=== Dataset excerpts ===
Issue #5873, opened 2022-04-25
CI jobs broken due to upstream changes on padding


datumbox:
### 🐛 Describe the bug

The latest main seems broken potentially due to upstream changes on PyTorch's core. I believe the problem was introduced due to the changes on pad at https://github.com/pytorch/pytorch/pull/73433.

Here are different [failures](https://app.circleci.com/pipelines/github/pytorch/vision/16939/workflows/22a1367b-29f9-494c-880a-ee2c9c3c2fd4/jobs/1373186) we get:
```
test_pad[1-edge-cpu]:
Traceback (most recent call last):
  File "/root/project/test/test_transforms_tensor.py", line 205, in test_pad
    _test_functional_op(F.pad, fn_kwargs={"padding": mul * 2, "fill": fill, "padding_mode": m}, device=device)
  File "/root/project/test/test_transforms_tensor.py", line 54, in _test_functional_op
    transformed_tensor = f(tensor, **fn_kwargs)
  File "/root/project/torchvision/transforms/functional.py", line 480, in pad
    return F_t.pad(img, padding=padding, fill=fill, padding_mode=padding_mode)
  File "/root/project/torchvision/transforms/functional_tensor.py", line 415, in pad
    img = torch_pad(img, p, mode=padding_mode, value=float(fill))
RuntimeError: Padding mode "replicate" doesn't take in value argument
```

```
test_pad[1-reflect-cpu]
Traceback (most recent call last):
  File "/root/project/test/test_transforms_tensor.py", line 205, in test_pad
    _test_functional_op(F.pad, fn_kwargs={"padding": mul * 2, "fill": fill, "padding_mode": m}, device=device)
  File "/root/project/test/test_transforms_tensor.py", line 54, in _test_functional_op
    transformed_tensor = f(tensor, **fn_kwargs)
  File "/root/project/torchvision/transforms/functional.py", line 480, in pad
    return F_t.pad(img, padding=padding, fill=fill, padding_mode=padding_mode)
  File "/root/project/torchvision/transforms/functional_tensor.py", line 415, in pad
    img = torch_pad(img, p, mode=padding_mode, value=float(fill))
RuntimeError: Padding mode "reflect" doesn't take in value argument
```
===
=== Dataset excerpts ===
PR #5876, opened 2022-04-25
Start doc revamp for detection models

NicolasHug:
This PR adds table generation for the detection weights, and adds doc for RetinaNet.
===
=== Dataset excerpts ===
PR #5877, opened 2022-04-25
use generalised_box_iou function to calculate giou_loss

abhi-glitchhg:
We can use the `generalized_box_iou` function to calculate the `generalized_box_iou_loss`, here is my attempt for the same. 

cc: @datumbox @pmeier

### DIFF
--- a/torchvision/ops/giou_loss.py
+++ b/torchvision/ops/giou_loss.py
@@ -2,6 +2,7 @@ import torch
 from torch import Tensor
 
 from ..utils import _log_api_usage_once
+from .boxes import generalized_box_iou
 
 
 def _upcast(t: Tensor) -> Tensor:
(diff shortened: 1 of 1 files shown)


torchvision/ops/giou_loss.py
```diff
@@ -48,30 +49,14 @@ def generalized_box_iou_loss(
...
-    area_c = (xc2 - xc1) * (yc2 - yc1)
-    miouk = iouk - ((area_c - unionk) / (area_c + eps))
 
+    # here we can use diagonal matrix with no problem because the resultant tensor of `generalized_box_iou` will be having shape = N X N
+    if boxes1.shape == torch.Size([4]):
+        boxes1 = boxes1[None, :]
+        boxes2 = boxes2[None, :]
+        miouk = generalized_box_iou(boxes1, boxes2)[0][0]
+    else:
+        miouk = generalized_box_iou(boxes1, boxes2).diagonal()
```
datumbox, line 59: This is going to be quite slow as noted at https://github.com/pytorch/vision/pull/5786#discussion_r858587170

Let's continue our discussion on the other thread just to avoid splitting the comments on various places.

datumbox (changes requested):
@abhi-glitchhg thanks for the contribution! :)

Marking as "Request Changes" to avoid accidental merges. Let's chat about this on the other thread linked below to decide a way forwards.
===
■ Task instructions ■
Retype only the stretch of lines above starting at the one with "use generalised_box_iou function" and stopping at the one with "a way forwards.", exactly as written, with both kept.

■ Reply to the exercise ■
use generalised_box_iou function to calculate giou_loss

abhi-glitchhg:
We can use the `generalized_box_iou` function to calculate the `generalized_box_iou_loss`, here is my attempt for the same. 

cc: @datumbox @pmeier

### DIFF
--- a/torchvision/ops/giou_loss.py
+++ b/torchvision/ops/giou_loss.py
@@ -2,6 +2,7 @@ import torch
 from torch import Tensor
 
 from ..utils import _log_api_usage_once
+from .boxes import generalized_box_iou
 
 
 def _upcast(t: Tensor) -> Tensor:
(diff shortened: 1 of 1 files shown)


torchvision/ops/giou_loss.py
```diff
@@ -48,30 +49,14 @@ def generalized_box_iou_loss(
...
-    area_c = (xc2 - xc1) * (yc2 - yc1)
-    miouk = iouk - ((area_c - unionk) / (area_c + eps))
 
+    # here we can use diagonal matrix with no problem because the resultant tensor of `generalized_box_iou` will be having shape = N X N
+    if boxes1.shape == torch.Size([4]):
+        boxes1 = boxes1[None, :]
+        boxes2 = boxes2[None, :]
+        miouk = generalized_box_iou(boxes1, boxes2)[0][0]
+    else:
+        miouk = generalized_box_iou(boxes1, boxes2).diagonal()
```
datumbox, line 59: This is going to be quite slow as noted at https://github.com/pytorch/vision/pull/5786#discussion_r858587170

Let's continue our discussion on the other thread just to avoid splitting the comments on various places.

datumbox (changes requested):
@abhi-glitchhg thanks for the contribution! :)

Marking as "Request Changes" to avoid accidental merges. Let's chat about this on the other thread linked below to decide a way forwards.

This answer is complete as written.